I've just encountered the same issue on today's nightly:

    /// Creates an empty vector with capacity for `cap` values.                 
    pub fn with_capacity(cap: usize) -> Self {                                  
        let raw = RawVec::with_capacity(cap);                                   
        for i in 0..raw.capacity() {                                            
            unsafe {                                                            
                ptr::write(raw.ptr().offset(i as isize), T::default());         
            }                                                                   
        }                                                                       
        DefaultVec { raw }                                                      
    }

Gives:

warning: type annotations needed
  --> src/lib.rs:26:38
   |
26 |                 ptr::write(raw.ptr().offset(i as isize), T::default());
   |                                      ^^^^^^
   |
   = note: `#[warn(tyvar_behind_raw_pointer)]` on by default
   = warning: this was previously accepted by the compiler but is being phased out; it will become a hard error in the 2018 edition!
   = note: for more information, see issue #46906 <https://github.com/rust-lang/rust/issues/46906>

As @arielb1 says, you can fix it by adding type annotations:

let raw: RawVec<T> = RawVec::with_capacity(cap);

But I think the error message was confusing. I'd have known what to do if it had said:

warning: type annotations needed
  --> src/lib.rs:23:..
   |
23 |                 let raw = RawVec::with_capacity(cap);
   |                     ^^^
   |
nikomatsakis commented 4 years ago

It's probably time to move towards closing this compatibility lint, and maybe we can improve the diagnostics at the same time.
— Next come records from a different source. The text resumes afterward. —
PR #6068, opened 2025-10-31
Improve IDE support for scripts by scoping them per-file

lihaoyi:
Scoping them per-folder results in conflicts when there are multiple scripts in a single folder, whereas scoping them so the module root is the file itself seems to work better and allow the different scripts to each have their own classpath etc.

Screenshot 2025-10-31 at 10 34 17 AM

### DIFF
--- a/integration/ide/bsp-server-reload/resources/snapshots/broken/start/workspace-build-targets.json
+++ b/integration/ide/bsp-server-reload/resources/snapshots/broken/start/workspace-build-targets.json
@@ -5,7 +5,7 @@
         "uri": "file:///workspace/app/src/milltests/TheApp.scala"
       },
       "displayName": "app.src.milltests.TheApp.scala",
-      "baseDirectory": "file:///workspace/app/src/milltests",
+      "baseDirectory": "file:///workspace/app/src/milltests/TheApp.scala",
       "tags": [
         "library",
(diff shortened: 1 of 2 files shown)


unkarjedy:
@lihaoyi Could you also attach the screenshot of how it looks in the Project Structure?
image

lihaoyi:
@unkarjedy 

Screenshot 2025-11-01 at 2 16 29 PM
Screenshot 2025-11-01 at 2 16 27 PM
Screenshot 2025-11-01 at 2 16 26 PM
Screenshot 2025-11-01 at 2 16 24 PM
Screenshot 2025-11-01 at 2 16 23 PM
Screenshot 2025-11-01 at 2 16 21 PM

lihaoyi:
@unkarjedy here's a zip with an example project you can try once this publish job completes (https://github.com/com-lihaoyi/mill/actions/runs/18992462461). The file-level modules seems to work for java, scala, and kotlin scripts, with highlighting and navigation and such all working. 

[test.zip](https://github.com/user-attachments/files/23281110/test.zip)

Screenshot 2025-11-01 at 2 21 30 PM

Not sure if it's expected to work or not, but it does seem that it does. Perhaps you may have some more insights into why it seems to be working?

PR #6071, opened 2025-10-31
Improve Spring docs

lefou:
* Add general notes about Spring and Mill
* Add `RepackageModule` docs for Scala and Kotlin with their specific examples
* Move all spring project examples to Spring landing pages


lefou:
The main change is ready, but I still try to figure out why some tests fail in CI.

PR #1072, opened 2024-01-22
Add Taiwan EPA data

majesticio:
Rebased onto main, and ready to merge. 
Link to [Taiwan wiki](https://github.com/openaq/openaq-fetch/wiki/Taiwan-Environmental-Protection-Administration)

### DIFF
--- a/src/adapters/taiwan.js
+++ b/src/adapters/taiwan.js
@@ -1,0 +1,133 @@
+import got from 'got';
+import { DateTime } from 'luxon';
+import fs from 'fs/promises';
+
+const baseUrl =
+  'https://airtw.moenv.gov.tw/json/airlist/airlist_{i}_{dateStr}.json';
+const start = 1;
+const end = 150;
+const stationDataPath = './stations2.json';
+
+function createUrls(baseUrl, start, end, dateStr) {
+  return Array.from({ length: end - start + 1 }, (_, i) =>
+    baseUrl
+      .replace('{i}', (start + i).toString())
+      .replace('{dateStr}', dateStr)
+  );
+}
+
+async function fetchUrl (url) {
+  try {
+    return await got(url, {
+      headers: { Accept: 'application/json' },
+    }).json();
+  } catch (error) {
+    console.error(
+      `Error fetching or parsing data from: ${url}`,
+      error.response?.body
+    );
+    return null;
+  }
+}
+
+function combineData (airQualityData, stationData) {
+  return Object.entries(airQualityData).reduce(
+    (combined, [key, airQualityEntry]) => {
+      const stationEntry = stationData.find(
+        (station) => station.SiteName === airQualityEntry.sitename
+      );
+      if (
+        stationEntry &&
+        stationEntry.TWD97_Lon &&
+        stationEntry.TWD97_Lat &&
+        airQualityEntry.date
+      ) {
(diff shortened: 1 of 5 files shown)


src/adapters/taiwan.js
```diff
@@ -0,0 +1,163 @@
...
+
+'use strict';
+
+import got from 'got';
+import { DateTime } from 'luxon';
+
+import log from '../lib/logger.js';
+
+const start = 1;
+const end = 150;
```
russbiggs, line 14: not clear what these two values are doing

majesticio: This is a range of station IDs. It tries to find all stations with any ID from 1 to 150. This is how I originally found all the stations, but perhaps I should take a look at a more elegant solution

src/sources/xk.json
```diff
@@ -23,6 +23,6 @@
         "contacts": [
             "info@openaq.org"
         ],
-        "active": true
+        "active": false
```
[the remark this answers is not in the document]
majesticio: It should not be here, I am going to roll that back. I remember that Kosovo is timing out, I will address this with another branch / PR

src/adapters/taiwan.js
```diff
@@ -0,0 +1,163 @@
...
+
+export const name = 'taiwan';
+
+export async function fetchData (source, cb) {
+  const dateTimeOneHourAgo = DateTime.now()
```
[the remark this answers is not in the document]
majesticio: The measurements have to be requested with the date and time in the url, so if for instance they have 4pm measurements it is 4:45 pm you will miss the data. Essentially it sends back measurements after the time you attach to the url

src/adapters/taiwan.js
russbiggs: ah gotcha, im guessing there is not a dynamic source of location IDs available? in lieu of a comment describing this in the code a better variable name would probably suffice then something like could get it into a single variable:

```js
const locationIds = [...Array.from(new Array(150), (x, i) => i + 1)]
```

majesticio: ok I like that

src/sources/tw.json
```diff
@@ -12,5 +12,19 @@
...
         "active": false,
         "notes": "Updated API. Working on updating the adapter"
+    },
+    {
+        "url": "https://airtw.moenv.gov.tw/json/airlist/airlist_{i}_{dateStr}.json",
+        "adapter": "taiwan",
+        "name": "taiwan-moenv",
+        "city": "",
+        "country": "TW",
+        "description": "Taiwanese data from EPA",
```
russbiggs, line 22: change this to not use a demonym for the data. Something like Data from the Tawain "moenv" (Ministry of Environment?)

majesticio: That is reasonable

caparker:
@majesticio Did we mean to merge this before I had a chance to look at it? I want to make sure its not going to create duplicate locations once we deploy it.

majesticio:
> @majesticio Did we mean to merge this before I had a chance to look at it? I want to make sure its not going to create duplicate locations once we deploy it.

Apologies, I merged it but did not deploy. Reopened as #1075

caparker:
No worries and thanks for reopening, I think that makes it easier in case we need to change anything. I will get this looked at by end of day on monday.

PR #1075, opened 2024-01-26
Add Taiwan

majesticio:
Reopening this PR, was merged prematurely.


majesticio:
Citing comment from @russbiggs:
@caparker is also going to look at this to make sure that we can successfully conflate these sites with the old sites from the previous Taiwan provider on ingest

caparker:
Ok. Everything looks good on my end. I updated one part to make sure that the `source_name` for any new locations would match the `source_name` for the old locations. As of right now we are first using the spatial method to match ingest data to a sensor node and then falling back on the `source_name/site_name` method. 

An interesting note, I was using google translate to get some of the location names to see if they still match what we have in the db and I noticed that the stations are of at least 3 different types
- general
- industrial
- mobile

So that brings up a question regarding mobile locations. Do we consider it mobile only if its actively moving?  I think that makes sense the way that we are currently treating mobile however maybe we need to think about adding some station type data, when provided.

russbiggs:
How many of the locations are mobile? Does our ingestion process for fetch support mobile? I'm guessing we only really get mobile in the Lcs streams.

majesticio:
Thats interesting @caparker I had not noticed the mobile reference, I will investigate further. And no, I don't believe `openaq-fetch` has a mechanism to support mobile stations at the moment.

caparker:
I believe if the data has a `mobile` field when its ingested we will honor it, even in the non-lcs data. 

But I bet these arent moving around much. I assume they are more like the trailer style systems that can get towed from one spot to another. So when its moved it will have new lat/lng and therefor be made into a new sensor_node, which is what we would want.

russbiggs:
@majesticio what is the status on this?

majesticio:
It sounds like everything is ready to go, I am going to merge and deploy this adapter

PR #1080, opened 2024-02-08
cleaned up env.js

majesticio:
cleaned up env.js and removed knexfile Dockerfile and associated docs


majesticio:
I am going to remove the unused dependency (knex)

src/lib/env.js
```diff
@@ -9,13 +9,6 @@ const yargs = _yargs(hideBin(process.argv));
...
  * @param {number} logLevel
  * @param {boolean} logColor
- * @param {string} psqlHost
- * @param {number} psqlPort
- * @param {string} psqlUser
- * @param {string} psqlPassword
- * @param {string} psqlDatabase
- * @param {number} psqlPoolMin
- * @param {number} psqlPoolMax
  * @param {string} apiURL
```
russbiggs, line 12: I dont believe fetch communicates with the API any more, this and any functionality that is using this is likely stale, re-review this usage

src/lib/env.js
```diff
@@ -9,13 +9,6 @@ const yargs = _yargs(hideBin(process.argv));
...
  * @param {string} webhookKey
```
russbiggs, line 13: Are we using the webhook still? I dont believe so. This an its usage needs to be reviewed and removed if needed

src/lib/env.js
```diff
@@ -181,13 +174,6 @@ export default () => {
   const maxParallelAdapters = +_env.MAX_PARALLEL_ADAPTERS || 1024;
```
russbiggs, line 174: Is this still relevant now thats its on lambda? seems like something from the container version

russbiggs (commented):
Still some questionable variables in the code. Also the documentation in the README.md need to be updated to reflect all the changes here: https://github.com/openaq/openaq-fetch/blob/main/README.md#installing--running 

and  here

https://github.com/openaq/openaq-fetch/blob/main/docs/env.md

I'm also curious how `index.adapter.sh`, `index.sh`, `run-script.js`, `docker-compose.yml` are used if at all. If not used they need to be removed as well.

Is anything is `data_scripts` being run with the new process? they seem like most legacy adapters.

src/lib/env.js
majesticio: maxParallelAdapters is being used in fetch.js and is included in our .env files

src/lib/env.js
majesticio: webhook key is being called by fetch.js, which in turn is being called by index.js

src/lib/env.js
majesticio: API_URL is used in deploy.yml for GH secrets

majesticio:
I have removed all of the unused files, I need to investigate the use of API_URL in deploy.yml to fetch GH secrets

russbiggs:
> I have removed all of the unused files, I need to investigate the use of API_URL in deploy.yml to fetch GH secrets

Ignore anything in github action. All this clean up is agnostic of whats happning in Github Actions

src/lib/env.js
caparker: Hard to say - the impression that i get is that it will default to 2x the cores based on the documentation for the python version. It was set to 1 in production though.

caparker:
@majesticio Where are we standing on this branch?

majesticio:
This should be good to go, but I will need to adjust it to accommodate our recent changes

russbiggs:
My comments were never addressed re:API_URL and WEBHOOK_KEY These are not actively used and need to be cleaned up

majesticio:
I will get those taken care of.

src/lib/notification.js
```diff
@@ -35,36 +23,22 @@ async function publish(message, subject) {
...
-            log.debug(r);
-        });
-        log.info(`Dry run finished with ${successes.length} successes and ${failures.length} failures in ${(fetchReport.timeEnded - fetchReport.timeStarted)/1000} seconds`);
-
-        if (!env.dryrun) {
-		        await publish(fetchReport.results, 'fetcher/success');
-        }
-
-        return 0;
-    };
```
caparker, line 69: This all needs to stay

caparker (changes requested):
Overall it looks good. Just need to fix that function in the notifications.js file that I commented.

caparker (commented):
This one does not seem ready. I ran it locally and it did not finish and because there are so many changes it makes me nervous to merge it into main. 

Could you (@majesticio) run it locally and compare it to a local run on the main branch and let me konw what you think?

majesticio:
@caparker it ran identically for me, and finished a few seconds faster. I am concerned if it does not work on your end

caparker:
I’ll take a closer look on my end. May have just been a fluke .

PR #1081, opened 2024-02-09
Fixed parameters' units and updated adapter to overfetch to fill data gaps for Taiwan

majesticio:
To be merged and deployed after faulty new measurements and rollups have been deleted.

### DIFF
--- a/src/adapters/taiwan.js
+++ b/src/adapters/taiwan.js
@@ -6,14 +6,16 @@
 import log from '../lib/logger.js';
 import got from 'got';
 import { DateTime } from 'luxon';
+import {
+  unifyMeasurementUnits,
+} from '../lib/utils.js';
 
 export const name = 'taiwan';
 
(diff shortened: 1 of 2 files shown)


russbiggs:
Based on the data gaps i was seeing, i'm not clear how an offset deployment would help. What is the behavior we see that necessitates an additional deployment? Can the same be achieved with overfetching in the main deployment?

We would want to have a clear case for an additional deployment, outlining what the pattern is and why the gaps appear.

majesticio:
I have looked at it some more and I think we can try to overfetch instead of using an extra deployment as the measurements endpoint is queryable by the hour historically, I can update the adapter to fetch the last 3 or 4 hours of measurments. this should resolve the data gaps issue.

majesticio:
I have updated the adapter to overfetch by 3 hours to address the data gaps. I removed the deployment as we are now relying on the over fetching strategy

PR #1085, opened 2024-02-21
Peru OEFA adapter

majesticio:
Peru OEFA fetch adapter. Added custom error if an incorrect user / or password is used, and some debug statements for empty responses. This is because all responses from the API return `status 200` even if the wrong credentials are used. Waiting on source to confirm the dates are accurate before deploying as the measurements are all ~12+ hours old.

orowith2os commented 11 months ago

It appears I've come across this issue, though I don't get why it's happening despite me providing type annotations:

#[repr(C)]
struct Foo {
    a: u8,
    b: u8,
    c: u8,
    d: u8,
}

fn main() {
    let var = Foo { a: 1, b: 2, c: 3, d: 4 };
    let raw_pointer_array = &var as *const Foo as *const u8;
    let goofy_array: [u8; 4] = unsafe { raw_pointer_array.cast().read() };
    println!("{:?}", goofy_array);
}
lcnr commented 11 months ago

it happens because the type of raw_pointer_array.cast() is *const _, i.e. a type variable behind a raw pointer. The lint is then emitted while selecting the method for read

orowith2os commented 11 months ago

It seems reasonable for it to infer from .read() that I want the type of .cast() to be *const [u8; 4]. If I'm not mistaken, this also happens in some similar capacity in type inference elsewhere too.